Data provided:
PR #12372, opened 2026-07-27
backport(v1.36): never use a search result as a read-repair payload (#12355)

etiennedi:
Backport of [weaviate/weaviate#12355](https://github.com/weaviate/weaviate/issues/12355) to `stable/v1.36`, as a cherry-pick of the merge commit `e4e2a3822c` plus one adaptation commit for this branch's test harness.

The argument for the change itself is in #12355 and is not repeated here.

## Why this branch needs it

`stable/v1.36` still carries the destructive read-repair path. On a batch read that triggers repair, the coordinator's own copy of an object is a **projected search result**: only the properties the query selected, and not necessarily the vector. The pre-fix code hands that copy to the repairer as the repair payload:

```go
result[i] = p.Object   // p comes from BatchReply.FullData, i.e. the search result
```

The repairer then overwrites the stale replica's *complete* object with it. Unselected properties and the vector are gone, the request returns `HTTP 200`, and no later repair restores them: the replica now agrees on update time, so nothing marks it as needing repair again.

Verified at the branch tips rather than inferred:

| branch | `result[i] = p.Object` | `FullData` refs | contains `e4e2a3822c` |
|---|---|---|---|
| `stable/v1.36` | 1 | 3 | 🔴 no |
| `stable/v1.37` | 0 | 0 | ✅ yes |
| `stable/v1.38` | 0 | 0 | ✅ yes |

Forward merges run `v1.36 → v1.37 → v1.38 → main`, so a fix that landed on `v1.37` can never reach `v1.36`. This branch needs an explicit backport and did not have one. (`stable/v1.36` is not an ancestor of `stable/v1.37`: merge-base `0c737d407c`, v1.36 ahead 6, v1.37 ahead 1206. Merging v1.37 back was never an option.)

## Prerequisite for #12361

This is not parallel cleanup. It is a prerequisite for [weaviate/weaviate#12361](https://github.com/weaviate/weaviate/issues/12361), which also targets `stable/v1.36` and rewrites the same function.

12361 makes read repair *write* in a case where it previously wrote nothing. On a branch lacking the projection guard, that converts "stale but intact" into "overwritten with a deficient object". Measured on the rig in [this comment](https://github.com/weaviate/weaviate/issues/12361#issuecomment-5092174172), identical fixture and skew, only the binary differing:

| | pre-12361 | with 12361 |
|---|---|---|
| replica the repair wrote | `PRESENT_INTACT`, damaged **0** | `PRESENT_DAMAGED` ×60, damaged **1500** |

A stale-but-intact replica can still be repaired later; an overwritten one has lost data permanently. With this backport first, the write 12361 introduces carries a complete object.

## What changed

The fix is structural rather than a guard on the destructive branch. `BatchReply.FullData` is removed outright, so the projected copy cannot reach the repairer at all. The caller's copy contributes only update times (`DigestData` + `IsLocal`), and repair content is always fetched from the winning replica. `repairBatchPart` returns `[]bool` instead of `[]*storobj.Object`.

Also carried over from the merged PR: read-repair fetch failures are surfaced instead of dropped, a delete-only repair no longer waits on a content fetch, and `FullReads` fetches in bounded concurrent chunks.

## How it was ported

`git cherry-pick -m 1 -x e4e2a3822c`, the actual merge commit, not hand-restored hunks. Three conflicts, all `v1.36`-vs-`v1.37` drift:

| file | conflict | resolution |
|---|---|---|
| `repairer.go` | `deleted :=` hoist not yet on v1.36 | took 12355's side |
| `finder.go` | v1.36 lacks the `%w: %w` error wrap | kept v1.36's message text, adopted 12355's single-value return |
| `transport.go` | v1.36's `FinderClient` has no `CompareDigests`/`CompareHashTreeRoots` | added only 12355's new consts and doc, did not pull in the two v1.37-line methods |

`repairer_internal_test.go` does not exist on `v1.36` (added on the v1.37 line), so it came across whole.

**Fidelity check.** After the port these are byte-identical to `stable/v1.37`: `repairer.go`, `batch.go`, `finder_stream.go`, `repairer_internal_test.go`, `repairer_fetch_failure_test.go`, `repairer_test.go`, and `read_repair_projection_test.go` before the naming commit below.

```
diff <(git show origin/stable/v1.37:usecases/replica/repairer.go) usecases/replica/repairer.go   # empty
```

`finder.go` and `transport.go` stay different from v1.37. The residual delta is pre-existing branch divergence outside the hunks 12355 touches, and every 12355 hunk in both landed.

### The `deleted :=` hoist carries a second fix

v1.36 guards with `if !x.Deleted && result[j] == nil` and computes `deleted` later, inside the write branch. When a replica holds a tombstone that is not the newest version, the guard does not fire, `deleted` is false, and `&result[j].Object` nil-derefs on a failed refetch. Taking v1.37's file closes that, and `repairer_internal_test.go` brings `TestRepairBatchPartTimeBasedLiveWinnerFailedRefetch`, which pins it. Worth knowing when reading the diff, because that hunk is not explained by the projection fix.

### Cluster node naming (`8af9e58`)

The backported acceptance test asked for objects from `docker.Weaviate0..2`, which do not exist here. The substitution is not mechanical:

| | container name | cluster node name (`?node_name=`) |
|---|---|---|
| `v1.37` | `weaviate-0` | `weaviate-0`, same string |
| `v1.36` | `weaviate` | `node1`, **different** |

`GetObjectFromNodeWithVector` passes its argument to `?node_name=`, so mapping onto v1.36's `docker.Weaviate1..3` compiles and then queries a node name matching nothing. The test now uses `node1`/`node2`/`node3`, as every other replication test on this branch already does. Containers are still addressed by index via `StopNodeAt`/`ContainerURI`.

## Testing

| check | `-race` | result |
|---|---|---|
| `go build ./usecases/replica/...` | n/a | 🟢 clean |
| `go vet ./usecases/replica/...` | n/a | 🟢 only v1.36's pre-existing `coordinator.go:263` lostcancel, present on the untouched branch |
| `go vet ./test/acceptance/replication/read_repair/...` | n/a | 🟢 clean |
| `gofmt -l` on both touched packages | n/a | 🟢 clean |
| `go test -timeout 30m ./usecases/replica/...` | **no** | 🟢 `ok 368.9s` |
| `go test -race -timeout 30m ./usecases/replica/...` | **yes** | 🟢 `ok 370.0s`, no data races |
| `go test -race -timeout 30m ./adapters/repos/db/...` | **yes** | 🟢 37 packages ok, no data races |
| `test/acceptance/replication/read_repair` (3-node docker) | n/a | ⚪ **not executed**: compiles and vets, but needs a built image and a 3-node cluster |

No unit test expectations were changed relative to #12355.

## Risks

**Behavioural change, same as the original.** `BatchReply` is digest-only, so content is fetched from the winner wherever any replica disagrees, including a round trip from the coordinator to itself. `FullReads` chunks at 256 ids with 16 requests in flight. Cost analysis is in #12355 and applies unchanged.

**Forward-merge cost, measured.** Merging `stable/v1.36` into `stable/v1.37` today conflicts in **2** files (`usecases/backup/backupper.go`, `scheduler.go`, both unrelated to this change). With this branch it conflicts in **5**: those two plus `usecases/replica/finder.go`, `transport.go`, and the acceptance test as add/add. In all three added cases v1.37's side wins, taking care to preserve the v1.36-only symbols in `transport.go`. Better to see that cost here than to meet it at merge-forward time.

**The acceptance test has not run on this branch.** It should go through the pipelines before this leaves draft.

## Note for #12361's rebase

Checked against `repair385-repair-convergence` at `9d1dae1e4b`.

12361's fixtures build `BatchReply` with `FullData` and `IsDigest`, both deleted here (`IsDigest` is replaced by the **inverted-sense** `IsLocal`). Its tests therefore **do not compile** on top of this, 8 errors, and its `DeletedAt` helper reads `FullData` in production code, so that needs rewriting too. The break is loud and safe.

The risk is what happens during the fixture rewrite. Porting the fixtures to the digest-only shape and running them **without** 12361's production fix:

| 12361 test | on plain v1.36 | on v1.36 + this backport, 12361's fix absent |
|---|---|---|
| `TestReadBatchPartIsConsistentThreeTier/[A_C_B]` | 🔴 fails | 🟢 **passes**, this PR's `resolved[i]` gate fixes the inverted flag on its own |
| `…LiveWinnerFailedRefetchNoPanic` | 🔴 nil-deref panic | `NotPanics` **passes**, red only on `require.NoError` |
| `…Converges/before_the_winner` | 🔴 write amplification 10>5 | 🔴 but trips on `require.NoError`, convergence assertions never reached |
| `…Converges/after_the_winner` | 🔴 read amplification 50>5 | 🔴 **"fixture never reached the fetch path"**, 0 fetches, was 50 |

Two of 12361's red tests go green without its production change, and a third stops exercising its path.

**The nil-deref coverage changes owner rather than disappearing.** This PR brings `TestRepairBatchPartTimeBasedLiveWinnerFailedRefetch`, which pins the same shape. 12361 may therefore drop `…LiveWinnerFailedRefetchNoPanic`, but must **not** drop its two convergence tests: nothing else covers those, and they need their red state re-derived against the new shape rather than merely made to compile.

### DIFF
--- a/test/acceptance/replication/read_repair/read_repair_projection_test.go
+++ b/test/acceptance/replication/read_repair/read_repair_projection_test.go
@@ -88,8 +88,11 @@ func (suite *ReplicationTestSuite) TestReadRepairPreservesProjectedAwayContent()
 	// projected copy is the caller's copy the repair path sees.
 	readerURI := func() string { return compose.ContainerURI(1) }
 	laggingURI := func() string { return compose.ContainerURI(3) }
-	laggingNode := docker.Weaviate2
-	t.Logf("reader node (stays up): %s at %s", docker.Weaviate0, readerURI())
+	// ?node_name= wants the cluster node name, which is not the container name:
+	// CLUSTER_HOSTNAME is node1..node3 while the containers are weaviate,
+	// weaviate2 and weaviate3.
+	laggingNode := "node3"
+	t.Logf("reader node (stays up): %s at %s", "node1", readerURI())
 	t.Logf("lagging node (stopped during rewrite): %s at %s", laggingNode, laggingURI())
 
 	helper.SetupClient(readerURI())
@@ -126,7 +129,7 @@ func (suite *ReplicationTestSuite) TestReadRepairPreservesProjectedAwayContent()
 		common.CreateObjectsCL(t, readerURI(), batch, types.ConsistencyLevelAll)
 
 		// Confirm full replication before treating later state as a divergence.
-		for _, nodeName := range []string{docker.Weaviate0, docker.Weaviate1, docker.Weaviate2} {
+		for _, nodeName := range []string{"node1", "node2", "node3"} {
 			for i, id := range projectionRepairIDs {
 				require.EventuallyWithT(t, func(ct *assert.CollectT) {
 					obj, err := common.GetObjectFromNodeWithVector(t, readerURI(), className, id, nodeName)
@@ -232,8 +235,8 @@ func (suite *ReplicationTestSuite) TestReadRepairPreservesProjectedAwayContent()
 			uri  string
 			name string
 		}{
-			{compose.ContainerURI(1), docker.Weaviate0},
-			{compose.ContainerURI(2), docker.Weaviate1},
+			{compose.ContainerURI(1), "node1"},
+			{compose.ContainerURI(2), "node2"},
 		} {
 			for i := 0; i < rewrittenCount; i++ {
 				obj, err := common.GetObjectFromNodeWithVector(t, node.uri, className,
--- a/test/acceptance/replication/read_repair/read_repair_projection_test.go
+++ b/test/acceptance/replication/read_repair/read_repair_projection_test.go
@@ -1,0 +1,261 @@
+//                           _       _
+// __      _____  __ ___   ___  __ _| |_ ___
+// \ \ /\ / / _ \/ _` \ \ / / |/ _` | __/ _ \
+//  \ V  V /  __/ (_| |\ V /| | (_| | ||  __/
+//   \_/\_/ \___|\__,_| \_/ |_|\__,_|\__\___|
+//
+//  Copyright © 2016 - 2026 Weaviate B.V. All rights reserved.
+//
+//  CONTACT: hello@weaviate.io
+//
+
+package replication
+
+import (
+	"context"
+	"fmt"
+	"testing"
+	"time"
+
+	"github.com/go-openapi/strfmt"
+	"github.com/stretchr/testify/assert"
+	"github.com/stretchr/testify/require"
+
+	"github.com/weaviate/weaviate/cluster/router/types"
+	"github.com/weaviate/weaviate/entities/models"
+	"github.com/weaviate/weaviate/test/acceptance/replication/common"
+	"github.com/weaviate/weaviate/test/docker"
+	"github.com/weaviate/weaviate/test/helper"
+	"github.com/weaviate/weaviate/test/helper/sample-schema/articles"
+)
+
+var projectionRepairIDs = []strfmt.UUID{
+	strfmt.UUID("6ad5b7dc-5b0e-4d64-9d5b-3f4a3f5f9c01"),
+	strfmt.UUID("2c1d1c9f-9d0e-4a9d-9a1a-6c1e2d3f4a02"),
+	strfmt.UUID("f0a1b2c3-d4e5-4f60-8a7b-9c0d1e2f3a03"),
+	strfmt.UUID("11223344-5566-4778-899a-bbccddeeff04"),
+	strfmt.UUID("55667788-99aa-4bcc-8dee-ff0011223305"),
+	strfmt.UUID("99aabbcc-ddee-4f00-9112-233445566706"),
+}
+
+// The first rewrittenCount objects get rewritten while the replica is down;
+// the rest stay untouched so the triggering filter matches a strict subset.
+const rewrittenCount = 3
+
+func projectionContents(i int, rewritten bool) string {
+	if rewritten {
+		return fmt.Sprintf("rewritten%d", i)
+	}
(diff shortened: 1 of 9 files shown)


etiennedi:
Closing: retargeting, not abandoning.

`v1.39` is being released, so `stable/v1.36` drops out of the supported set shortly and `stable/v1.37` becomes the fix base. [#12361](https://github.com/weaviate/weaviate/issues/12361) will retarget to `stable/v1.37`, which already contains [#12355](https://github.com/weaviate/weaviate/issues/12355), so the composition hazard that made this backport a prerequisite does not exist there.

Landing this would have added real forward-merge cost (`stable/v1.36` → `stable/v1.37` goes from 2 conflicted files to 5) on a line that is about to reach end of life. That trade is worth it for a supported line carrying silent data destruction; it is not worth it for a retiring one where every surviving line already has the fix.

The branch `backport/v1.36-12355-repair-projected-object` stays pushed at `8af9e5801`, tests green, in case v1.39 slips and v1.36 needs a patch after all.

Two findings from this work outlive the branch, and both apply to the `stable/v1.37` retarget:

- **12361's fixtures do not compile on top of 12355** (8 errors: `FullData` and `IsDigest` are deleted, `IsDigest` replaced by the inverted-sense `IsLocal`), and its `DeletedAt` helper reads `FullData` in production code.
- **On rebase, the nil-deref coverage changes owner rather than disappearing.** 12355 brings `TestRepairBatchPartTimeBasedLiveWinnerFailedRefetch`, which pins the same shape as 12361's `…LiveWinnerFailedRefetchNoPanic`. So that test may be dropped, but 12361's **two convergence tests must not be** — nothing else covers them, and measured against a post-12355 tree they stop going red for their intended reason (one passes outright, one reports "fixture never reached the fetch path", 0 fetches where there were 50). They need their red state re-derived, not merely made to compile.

---

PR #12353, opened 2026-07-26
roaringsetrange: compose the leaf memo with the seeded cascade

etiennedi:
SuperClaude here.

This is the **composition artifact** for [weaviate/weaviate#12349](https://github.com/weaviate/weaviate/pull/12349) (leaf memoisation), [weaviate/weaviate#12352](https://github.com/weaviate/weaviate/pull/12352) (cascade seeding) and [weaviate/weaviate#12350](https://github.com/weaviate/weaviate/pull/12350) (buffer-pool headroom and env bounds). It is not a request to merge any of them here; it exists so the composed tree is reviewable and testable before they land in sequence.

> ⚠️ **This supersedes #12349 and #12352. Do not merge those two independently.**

* * *

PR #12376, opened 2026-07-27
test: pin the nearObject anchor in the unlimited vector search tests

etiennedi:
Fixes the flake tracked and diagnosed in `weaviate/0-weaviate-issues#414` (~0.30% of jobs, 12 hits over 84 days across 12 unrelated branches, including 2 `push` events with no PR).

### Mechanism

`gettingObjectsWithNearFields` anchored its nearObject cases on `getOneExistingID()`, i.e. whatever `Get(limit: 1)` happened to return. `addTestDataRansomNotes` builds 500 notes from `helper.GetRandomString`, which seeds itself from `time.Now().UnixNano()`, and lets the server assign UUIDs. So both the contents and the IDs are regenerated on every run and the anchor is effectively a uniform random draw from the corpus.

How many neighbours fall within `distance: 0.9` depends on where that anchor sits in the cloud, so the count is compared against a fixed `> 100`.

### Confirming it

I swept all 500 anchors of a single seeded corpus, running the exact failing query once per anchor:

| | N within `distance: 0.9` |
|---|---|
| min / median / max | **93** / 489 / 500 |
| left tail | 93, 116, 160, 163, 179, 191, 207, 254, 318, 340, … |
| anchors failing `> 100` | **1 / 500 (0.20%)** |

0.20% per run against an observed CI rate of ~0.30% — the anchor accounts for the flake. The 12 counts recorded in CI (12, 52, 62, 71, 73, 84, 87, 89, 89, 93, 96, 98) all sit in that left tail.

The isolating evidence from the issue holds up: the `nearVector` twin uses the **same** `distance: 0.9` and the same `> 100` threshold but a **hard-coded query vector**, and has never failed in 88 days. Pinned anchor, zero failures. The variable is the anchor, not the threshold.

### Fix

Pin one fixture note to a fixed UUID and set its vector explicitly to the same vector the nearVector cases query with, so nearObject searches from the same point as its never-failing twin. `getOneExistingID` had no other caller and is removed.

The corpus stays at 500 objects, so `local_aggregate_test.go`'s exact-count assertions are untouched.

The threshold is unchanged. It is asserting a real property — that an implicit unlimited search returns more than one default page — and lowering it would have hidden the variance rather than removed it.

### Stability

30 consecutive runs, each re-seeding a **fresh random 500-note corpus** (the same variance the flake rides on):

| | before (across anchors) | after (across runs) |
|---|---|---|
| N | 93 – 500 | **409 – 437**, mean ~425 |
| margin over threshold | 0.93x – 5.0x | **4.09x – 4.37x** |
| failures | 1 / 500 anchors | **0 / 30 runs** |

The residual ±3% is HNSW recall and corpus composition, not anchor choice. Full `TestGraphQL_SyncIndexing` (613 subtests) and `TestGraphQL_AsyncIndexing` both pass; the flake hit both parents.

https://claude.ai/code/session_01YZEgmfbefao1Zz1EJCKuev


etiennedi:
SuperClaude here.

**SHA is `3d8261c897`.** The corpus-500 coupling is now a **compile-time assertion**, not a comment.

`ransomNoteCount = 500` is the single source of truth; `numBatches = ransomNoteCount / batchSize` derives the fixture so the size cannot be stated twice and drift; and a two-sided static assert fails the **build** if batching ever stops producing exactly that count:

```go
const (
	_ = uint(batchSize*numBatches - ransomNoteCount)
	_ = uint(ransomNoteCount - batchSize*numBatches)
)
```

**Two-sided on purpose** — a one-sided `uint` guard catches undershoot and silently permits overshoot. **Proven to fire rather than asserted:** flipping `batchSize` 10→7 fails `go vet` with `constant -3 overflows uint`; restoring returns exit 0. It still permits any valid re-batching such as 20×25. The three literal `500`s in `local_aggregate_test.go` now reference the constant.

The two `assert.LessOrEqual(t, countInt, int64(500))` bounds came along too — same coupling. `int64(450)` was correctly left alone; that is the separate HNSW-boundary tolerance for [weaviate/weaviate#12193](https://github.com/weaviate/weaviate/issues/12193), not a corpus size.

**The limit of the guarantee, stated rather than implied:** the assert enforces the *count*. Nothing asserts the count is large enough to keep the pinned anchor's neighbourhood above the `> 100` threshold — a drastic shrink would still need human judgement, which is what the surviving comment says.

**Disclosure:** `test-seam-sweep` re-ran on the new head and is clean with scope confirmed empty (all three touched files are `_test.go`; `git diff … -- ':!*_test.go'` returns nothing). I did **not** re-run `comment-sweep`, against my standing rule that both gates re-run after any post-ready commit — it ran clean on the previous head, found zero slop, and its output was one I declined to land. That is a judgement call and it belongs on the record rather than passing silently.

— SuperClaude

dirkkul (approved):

What is expected:
Where the string "files" occurs in the data, return the whole line.

Task result:
**Forward-merge cost, measured.** Merging `stable/v1.36` into `stable/v1.37` today conflicts in **2** files (`usecases/backup/backupper.go`, `scheduler.go`, both unrelated to this change). With this branch it conflicts in **5**: those two plus `usecases/replica/finder.go`, `transport.go`, and the acceptance test as add/add. In all three added cases v1.37's side wins, taking care to preserve the v1.36-only symbols in `transport.go`. Better to see that cost here than to meet it at merge-forward time.
(diff shortened: 1 of 9 files shown)
Landing this would have added real forward-merge cost (`stable/v1.36` → `stable/v1.37` goes from 2 conflicted files to 5) on a line that is about to reach end of life. That trade is worth it for a supported line carrying silent data destruction; it is not worth it for a retiring one where every surviving line already has the fix.
**Disclosure:** `test-seam-sweep` re-ran on the new head and is clean with scope confirmed empty (all three touched files are `_test.go`; `git diff … -- ':!*_test.go'` returns nothing). I did **not** re-run `comment-sweep`, against my standing rule that both gates re-run after any post-ready commit — it ran clean on the previous head, found zero slop, and its output was one I declined to land. That is a judgement call and it belongs on the record rather than passing silently.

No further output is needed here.